Transportation and communication

Road 
Durgi is connected to other parts of Odisha by state highway SH17 (Gunupur-Digapahandi-Berhampur) and SH04 (Paralakhemundi-Gunupur-Rayagada-Koraput). The nearest major town is Gunupur 40 km away and Rayagada which is 51 km away.
Odisha State Road Transport Corporation, and Private buses run daily between Durgi to other parts of Odisha and Andhra Pradesh. The place is well connected to Bhubaneswar, Cuttack, Berhampur, Rayagada, Koraput, Jeypore, Bhawanipatna, Paralakhemundi,    Palasa, Srikakulam, Vijayanagaram, Visakhapatnam.
Taxi services are also easily available in Durgi. One can arrange them from local tour operators.

Railway
Durgi is well connected with the nearby railway stations like Gunupur (40;km away), Muniguda (35;km away) and Rayagada (51; km away). Gunupur, which is connected by the 90 km long  broad gaugerailway line to Naupada railway junction on the Howrah-Chennai main line.

Rayagada railway station is an important station from where direct trains are available to Mumbai, Chennai, Kolkata, Hyderabad, Bhubaneswar, Raipur, New Delhi, Bangalore, Ahmedabad, Puri, Visakhapatnam, Vizianagaram and other cities. Rayagada Railway station comes in between Visakhapatnam-Raipur main line. Trains towards Raipur are passing through Muniguda railway station.

Air
The nearest airport is the Visakhapatnam Airport at a distance of 240 km towards the south. The other nearest airports are the Bhubaneswar Airport, which is about 370 km, and Raipur Airport, which is around 340 km.

Politics
As per constitution of India and Panchyati Raaj Act, Durgi village is administrated by Sarpanch (Head of Village) who is elected representative of village. Current MLA from Bissam Cuttack (ST) Assembly Constituency is Sri Jagannath Saraka of BJD, who won the seat in State elections of 2014 for the first time.
Durgi comes under the Koraput (Lok Sabha constituency).
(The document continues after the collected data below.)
PR #3816, opened 2024-12-18
EIP 6690: EVMMAX implementation

am1r021:
This change is a work in progress implementation of the evmmax opcodes as defined in the latest [EIP 6690 spec](https://github.com/ethereum/EIPs/blob/master/EIPS/eip-6690.md) along with the [geth reference implementation](https://github.com/ethereum/go-ethereum/pull/30840/).

TODO:
- [x] implement `FieldContext`
- [ ] integrate `FieldContext` with evm to implement opcodes
- [ ] implement montgomery form optimization on `FieldContext`
- [ ] benchmarking and testing


packages/evm/src/opcodes/codes.ts
```diff
@@ -210,6 +210,14 @@ const opcodes: OpcodeEntry = {
   0xa3: dynamicGasOp('LOG'),
   0xa4: dynamicGasOp('LOG'),
 
+  // '0xf0' range - extended range/width modular arithmetic
+  0xc0: asyncAndDynamicGasOp('SETMODX'),
```
jochem-brouwer, line 214: This will add these opcodes as available from all EVMs at all hardforks (so these opcodes are now available at Frontier / Chainstart)

packages/evm/src/opcodes/codes.ts
```diff
@@ -372,6 +380,19 @@ const eipOpcodes: { eip: number; opcodes: OpcodeEntry }[] = [
...
+    eip: 6690,
+    opcodes: {
+      // control & i/o
+      0xc0: asyncAndDynamicGasOp('SETMODX'),
+      0xc1: asyncAndDynamicGasOp('LOADX'),
+      0xc2: asyncAndDynamicGasOp('STOREX'),
+      // arithmetic
+      0xc3: asyncAndDynamicGasOp('ADDMODX'),
+      0xc4: asyncAndDynamicGasOp('SUBMODX'),
+      0xc5: asyncAndDynamicGasOp('MULMODX'),
```
jochem-brouwer, line 393: Note: for dynamic gas ops, a gas method should be provided in `gas.ts`, otherwise the Interpreter will crash (it expects an entry there if the opcode is marked as dynamic)

packages/common/src/hardforks.ts
```diff
@@ -171,4 +171,7 @@ export const hardforksDict: HardforksDict = {
   verkle: {
     eips: [4762, 6800],
   },
+  evmmax: {
+    eips: [6690],
```
jochem-brouwer, line 175: I don't think we should do an `evmmax` hardfork for this: if EVMMAX should be activated then the 6690 EIP should be activated (so instantiate a common and activate 6990 to use EVMMAX). I might have missed something from the EIP though. It seems to me that the EIP introduces new opcodes?

jochem-brouwer (commented):
Cool! Left three comments with some pointers :)

packages/evm/src/opcodes/codes.ts
scorbajio: I've removed the declarations here and only left the ones in `eipOpcodes`, I think that should fix this so that they only activate via eip activation via common.

packages/common/src/hardforks.ts
scorbajio: Yes, currently 6 new opcodes are added upon evmmax activation.

gabrocheleau:
Will close this as this is not maintained + doesn't seem to have gained traction long-term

Sri Jhinna Hikakka of BJD is the present elected MP of the Koraput (ST) Lok Sabha constituency. After independence, Durgi has been playing a prominent role in politics in Rayagada District in general and Bissam Cuttack constituency in particular. Many leaders are emerged from the land of Durgi and contributed significantly in politics. The popular personalities like Sri Trinath Das (Block Chairman, Bissam Cuttack) and Sri Sudhir Das (President of BJD, Rayagada District) do belongs from this place. Chief Ministers like late Biju Patnaik, Navin Patnaik and Giridhar Gomango also visited to this place for their socio-political work.